To better understand the concept of personal variation in performance, picture the following thought experiment. Imagine that one of your hobbies involves going to the batting range and practicing your hitting against pitching machines. Over time, you develop a comfort level with a particular machine. It throws the same exact pitch, at the same speed, every time. You’ve kept track of your performance and noticed that, on average, you make solid contact with pitches 50% of the time. When examining a small subset of your performance, however, you notice significant variation. In several situations, you were able to make contact 9 out of 10 times. In one difficult stretch, you missed 8 times in a row.

Note that the batting range example involves a highly repeatable process, with minimal variation in challenge. Nevertheless, there can be significant short term variation in performance. The same set of statistical forces would apply to the small sales team. Despite earnest effort, like all human beings, they will have some normal variation in their process outcomes. But unlike the larger teams, their performance variation will be magnified. The large teams will get 1000 swings of the bat, not 100.

So, where does this leave us? Should we simply discount performance measurement, such as sales data for teams? The answer is no. If we are to run an organization with an evidence based approach, data, metrics and measurement are essential components. However, understanding how sample size effects variability should cause us to take a cautious view when dealing with small samples. This is true either when a team is small or when the measurement period for an activity is short. When looking to measure performance within an organization, be mindful of the normal volatility inherent in small data sets.

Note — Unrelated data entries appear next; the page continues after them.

PR #2728, opened 2019-04-11
Change Messenger DataPersister to a high priority

teohhanhui:
| Q             | A
| ------------- | ---
| Bug fix?      | yes
| New feature?  | no
| BC breaks?    | no
| Deprecations? | no
| Tests pass?   | yes
| Fixed tickets | https://github.com/api-platform/api-platform/issues/1100
| License       | MIT
| Doc PR        | N/A

If the user needs a custom DataPersister that kicks in when `messenger` property is set to `true`, then they could use a higher priority, but that should be an edge case.

### DIFF
--- a/src/Bridge/Symfony/Bundle/Resources/config/messenger.xml
+++ b/src/Bridge/Symfony/Bundle/Resources/config/messenger.xml
@@ -11,7 +11,7 @@
             <argument type="service" id="api_platform.metadata.resource.metadata_factory" />
             <argument type="service" id="api_platform.message_bus" />
 
-            <tag name="api_platform.data_persister" priority="-900" />
+            <tag name="api_platform.data_persister" priority="1000" />
         </service>
 
         <service id="api_platform.messenger.data_transformer" class="ApiPlatform\Core\Bridge\Symfony\Messenger\DataTransformer" public="false">


soyuka:
I tent to disagree, if the user adds a data persister it'll be used before the messenger one and that's expected.

teohhanhui:
No, it's actually unexpected. You shouldn't need a custom DataPersister when using the Messenger integration. And adding a custom DataPersister shouldn't break that integration.

soyuka:
> You shouldn't need a custom DataPersister when using the Messenger integration. 

Exaclty so why add one?

> And adding a custom DataPersister shouldn't break that integration.

It doesn't, user code has a bigger priority than our code. If it supports the resource without checking we're in a messenger propagation case we can't do anything about it.

teohhanhui:
> If it supports the resource without checking we're in a messenger propagation case we can't do anything about it.

The case I'm making is that custom DataPersisters shouldn't need to care about not breaking the Messenger integration. Only if you need to do something custom about the Messenger integration, then set the priority to be higher than 1000. Otherwise everything works as expected.

soyuka:
The thing that bother's me is that you should have one persister per resource. For example if Dummy is persisted by MyDataProvider, I don't see how it would be persisted my the MessengerDataProvider. If you go through the Messenger, always use the Messenger as a data persister. If that's not the case, you're in the case where your Input is different and you can use the `input` option.
You could also use messenger in a synchronous matter and to use different buses we'd need to check https://github.com/api-platform/core/issues/2729.

If a developer has a data provider that uses a storage for every resources (replaces doctrine etc.) he'd need to use a priority lower then the messenger persister.

teohhanhui:
> If a developer has a data provider that uses a storage for every resources (replaces doctrine etc.) he'd need to use a priority lower then the messenger persister.

I think you meant data persister, but I still don't understand that sentence.

soyuka:
Did I convinced you last time we spoke about that? I'd like to close :smile:

teohhanhui:
I think let's wait to hear from @knp13 in https://github.com/api-platform/api-platform/issues/1100

soyuka:
Closing after exposing my view point on the subject, if someone really has a use case I'm all ears.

**Additional Thoughts on Visualizing Small Sample Size**

Another way to picture the effect of small sample sizes is to think of a pot of soup. Imagine that you’ve decided to kick the soup up a few notches with some Uncle Jack’s Super Hot Atomic Sauce. You randomly fire in a few squirts across the pot. But just then your phone rings and you forget to mix in the sauce. Now picture two different scenarios. In the first, you ladle out a bowl of soup. In the second, you dip in with a teaspoon to “test” the soup. In the first scenario, like the large sales team, you’d be more likely to get average performance, that is, a soup with a tasty level of hot sauce mixed in. In the second situation, like the smaller team, you’d be more likely to get an extreme result: Either a mouth scorching dose of hot sauce or a bland unseasoned taste of soup.